Les départements étant déjà fragilisés en raison du manque de personnel, la perte d’infirmières spécialisées exacerbera la précarité des services.

«Pour donner une idée de grandeur, à la clinique du sein, la première infirmière que j’ai formée m’a suivie pendant deux ou trois mois. J’en ai ensuite formé une deuxième, puis elles ont fait l’enseignement à la troisième. C’est du temps autant pour moi que pour elles. Si elles doivent faire un week-end sur trois, bien elles seront moins souvent à la clinique, donc inévitablement, elles perdront la main. Et cette expertise nursing qu’on a bâtie, on devra la réacquérir, repartir de zéro avec les nouvelles qui seront réaffectées», déplore la Dre Godbout qui a développé la clinique du sein.
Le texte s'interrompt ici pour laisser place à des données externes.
PR #2956, opened 2026-05-11
Zigbee Lock: Support SLGA Migration

hcarter-775:
# Description of Change

Note on structure: The legacy-handlers subdriver keeps some subdrivers that have specific non-conformant behavior that relates specifically to lockCodes. This includes lock-without-codes, which no longer needs to exist in the modern implementation, as well as the yale-fingerprint-lock subdriver, which sets the lockCodes maxCodes state. Similarly, the yale subdriver has lockCodes-specific behavior as well.

However, upon analysis it was clear that the sub-sub-driver yale-bad-battery-reporter subdriver was 1. not unique to yale, and 2. was distinct from any lockCodes behavior, so it was pulled out into the now default subdrivers. Also, the samsungds subdriver had minimal differences between the old and new handling, so I condensed them.

The other primary thing that was removed from the now-legacy-handlers subdriver is the old added handler, for the following 2 reasons. 1. Generally, devices should not be added to this driver any longer, and 2. We now use the added main driver implementation to initially set the migrated keyword to true.

I find the fact that the entire migrated state depends on a keyword set only once in added to be a little precarious, but nothing stands out to me initially at this not working.

# Summary of Completed Tests
Migration process, plus lockUsers/lockCredentials functionality, has been tested on-device with a kwikset lock.

Various Unit tests added.


drivers/SmartThings/zigbee-lock/src/lock_utils/tables.lua
```diff
@@ -0,0 +1,251 @@
...
+  persist_table(device, def, {})
+  return COMMAND_RESULT.SUCCESS
+end
+
+-- Restore capability state from the persistent field store.
+-- Called during init to re-emit table events if the capability state cache
+-- has been wiped (e.g. after a hub reboot). Only emits for tables that have
+-- persisted data, are in a nil state, and whose capability is supported by the device.
+function table_utils.restore_from_persistent_store(device)
+  for _, internal in ipairs(DEFS) do
```
tpmanley: I think this is supposed to be `pairs` since `DEFS` is a dictionary table

drivers/SmartThings/zigbee-lock/src/lock_utils/tables.lua
```diff
@@ -0,0 +1,251 @@
...
+  local predicate = function(entry) return entry[def.match_key] == matcher end
+
+  local removed = nil
+  for i, entry in ipairs(t) do
+    if predicate(entry) then
+      removed = table.remove(t, i)
+      break
+    end
+  end
+  device:emit_event(def.attribute(t, {visibility = {displayed = false}}))
```
tpmanley: Perhaps this should be gated on whether or not an entry was removed from the table?

drivers/SmartThings/zigbee-lock/src/lock_utils/utils.lua
```diff
@@ -0,0 +1,75 @@
...
+
+  -- If we are missing the cached values for these attributes, read them so we can properly manage them locally
+  if (device:get_latest_state("main", capabilities.lockCredentials.ID, capabilities.lockCredentials.maxPinCodeLen.NAME) == nil) then
+    device:send(clusters.DoorLock.attributes.MaxPINCodeLength:read(device))
+  end
+  if (device:get_latest_state("main", capabilities.lockCredentials.ID, capabilities.lockCredentials.minPinCodeLen.NAME) == nil) then
+    device:send(clusters.DoorLock.attributes.MinPINCodeLength:read(device))
+  end
+  if (device:get_latest_state("main", capabilities.lockCredentials.ID, capabilities.lockCredentials.pinUsersSupported.NAME) == nil) or
+     (device:get_latest_state("main", capabilities.lockUsers.ID, capabilities.lockUsers.totalUsersSupported.NAME) == 0) then
```
tpmanley: Should this be checking `== nil` instead of `== 0`?

drivers/SmartThings/zigbee-lock/src/lock_handlers/capabilities.lua
```diff
@@ -0,0 +1,209 @@
...
+    device:send(LockCluster.server.commands.ClearAllPINCodes(device))
+  end
+end
+
+
+-- [[ REFRESH CAPABILITY COMMANDS ]] --
+
+function CapabilityHandlers.refresh(driver, device, cmd)
+  device:refresh()
+  device:send(LockCluster.attributes.LockState:read(device))
```
tpmanley, line 225: Is the explicit read of LockState needed since I think that'd be covered by refresh?

drivers/SmartThings/zigbee-lock/src/legacy-handlers/can_handle.lua
```diff
@@ -0,0 +1,12 @@
+-- Copyright 2026 SmartThings
```
tpmanley:
```suggestion
-- Copyright 2026 SmartThings, Inc.
```

drivers/SmartThings/zigbee-lock/src/legacy-handlers/lock-without-codes/can_handle.lua
```diff
@@ -0,0 +1,13 @@
...
+
+return function(opts, driver, device, cmd)
+    local fingerprints = require("legacy-handlers.lock-without-codes.fingerprints")
+    for _, fingerprint in ipairs(fingerprints) do
+        if device:get_manufacturer() == fingerprint.mfr and device:get_model() == fingerprint.model then
+            local subdriver = require("legacy-handlers.lock-without-codes")
+            return true, subdriver
+        end
+    end
+    return false
```
tpmanley:
```suggestion
  local fingerprints = require("legacy-handlers.lock-without-codes.fingerprints")
  for _, fingerprint in ipairs(fingerprints) do
      if device:get_manufacturer() == fingerprint.mfr and device:get_model() == fingerprint.model then
          local subdriver = require("legacy-handlers.lock-without-codes")
          return true, subdriver
      end
  end
  return false
```

drivers/SmartThings/zigbee-lock/src/lock_handlers/zigbee_responses.lua
```diff
@@ -0,0 +1,395 @@
...
+  local OP_EVENT_SOURCE_CAPABILITY_MAP = {
+    [OpEventSource.KEYPAD] = "keypad",
+    [OpEventSource.RF]     = "command",
+    [OpEventSource.MANUAL] = "manual",
+    [OpEventSource.RFID]   = "rfid",
+    -- These last two sources are not found in the spec, but they were in the legacy driver
+    [4] = "fingerprint",
+    [5] = "bluetooth",
+  }
+  if (op_event_source ~= OpEventSource.KEYPAD and (
```
tpmanley: The legacy handler doesn't have the parenthesis after the `and` so the logic is slightly changed. Looking at table 7-29 in ZCL8 it looks like AutoLock, ScheduleLock and ScheduleUnlock should only come from source Manual so it seems like if we were going to do a source check it would be for Manual instead of not Keypad. It's also possible the legacy code was written that way for a reason (like to handle a specific lock behavior). I'm not sure if there would be any harm in just ignoring the source altogether and treating any AutoLock, ScheduleLock and ScheduleUnlock events as "auto". That's slightly more permissive than the legacy code.

drivers/SmartThings/zigbee-lock/src/lock_handlers/capabilities.lua
hcarter-775: Not sure, I'd have to look into it. This explicit read is in the current refresh function

drivers/SmartThings/zigbee-lock/src/lock_utils/tables.lua
hcarter-775: good catch, accidentally screwed this up making some changes last night!

drivers/SmartThings/zigbee-lock/src/lock_utils/tables.lua
hcarter-775: agreed

drivers/SmartThings/zigbee-lock/src/lock_handlers/zigbee_responses.lua
hcarter-775: makes sense, works for me.

hcarter-775: looks like a samsungsds test failed when I made that alteration.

«On travaille de plus en plus en multidisciplinarité, on a donc besoin d’infirmières avec des expertises. Quand on travaille toujours avec le même personnel, en tant que médecin, on peut déléguer certaines tâches, travailler en synergie. C’est important d’avoir une structure solide. Plus on travaille longtemps ensemble, plus on devient efficace. Il ne faut pas voir l’infirmière comme quelqu’un qui vient remplir un chiffre de 8 à 4», soutient la Dre Chapdelaine.

Cette dernière se désole de savoir que des services performants et servant d’exemple ailleurs au Québec, tels que l’endoscopie, la clinique du sein et la chirurgie bariatrique, seront chamboulés.

«Le service d’endoscopie, on l’a monté de rien il y a plusieurs années. Maintenant, on est performant, nos listes d’attente sont d’une efficacité incroyable. On a les plus belles statistiques au Québec. Les infirmières qui y travaillent ont été formées pour ça. Leur savoir-faire n’est pas facilement transmissible quand on pense qu’elles doivent surveiller des patients qui ont reçu des narcotiques ou une sédation, notamment. Que va-t-il arriver lorsqu’elles seront de garde sur une unité quelconque? Il va y avoir des bris de service, des journées où il ne pourra pas se faire certains examens pour diagnostiquer des cancers ou d’autres problèmes. On ne peut pas remplacer une infirmière au pied levé!» clame-t-elle, faisant savoir que deux ans de formation sur le terrain sont requis en endoscopie.

La chef adjointe se réjouit néanmoins du fait que le CIUSSS MCQ n’ait pas appliqué la mesure aux infirmières du bloc opératoire.

«Ça fermait carrément une salle sur cinq par jour (…) C’est étonnant que l’administration ait pensé à ça, car ce personnel fait déjà de la garde. Le chef Jean-Martin Turgeon a défendu les intérêts des équipes du bloc et ç’a fonctionné. C’est positif. Ce n’est pas partout la catastrophe! On a réussi à contrôler les dommages collatéraux de belle façon.»

Les deux chirurgiennes sont conscientes des problèmes vécus un peu partout dans les secteurs 24/7 et sont d’avis qu’il faut agir maintenant, mais elles estiment que les mesures prises par le CIUSSS ne sont pas la solution ultime.

«On n’a pas l’impression que c’est en brisant les unités qui fonctionnent bien qu’on va aller aider à réparer celles qui fonctionnent mal. C’est comme si on avait pressé le citron au maximum et qu’on ne voyait aucune autre solution. Pourtant, il y en a plein de proposées et d’appliquées sur le terrain. À titre d’exemple, en gynécologie-obstétrique, les infirmières font des chiffres de 12 heures depuis cinq ans. Ç’a réglé tous leurs problèmes de temps supplémentaire obligatoire», indique la Dre Joyaube Chapdelaine.

Les deux chirurgiennes souhaitent plus d’écoute et de considération de la part du CIUSSS MCQ, en respect du personnel qui tient les services «à bout de bras».

«Comme médecin, on n’a aucun impact, renchérit la Dre Marie-Pier Godbout. Et on reçoit les informations au compte-gouttes. On ne sait même pas quand les nouveaux horaires seront en vigueur.»

«On entend souvent la phrase «Faites partie de la solution», mais quand vient le temps de faire des propositions, la réponse est souvent non. Depuis la fusion, on a perdu cette agilité décisionnelle et ça crée un désengagement», conclut avec désolation la Dre Chapdelaine.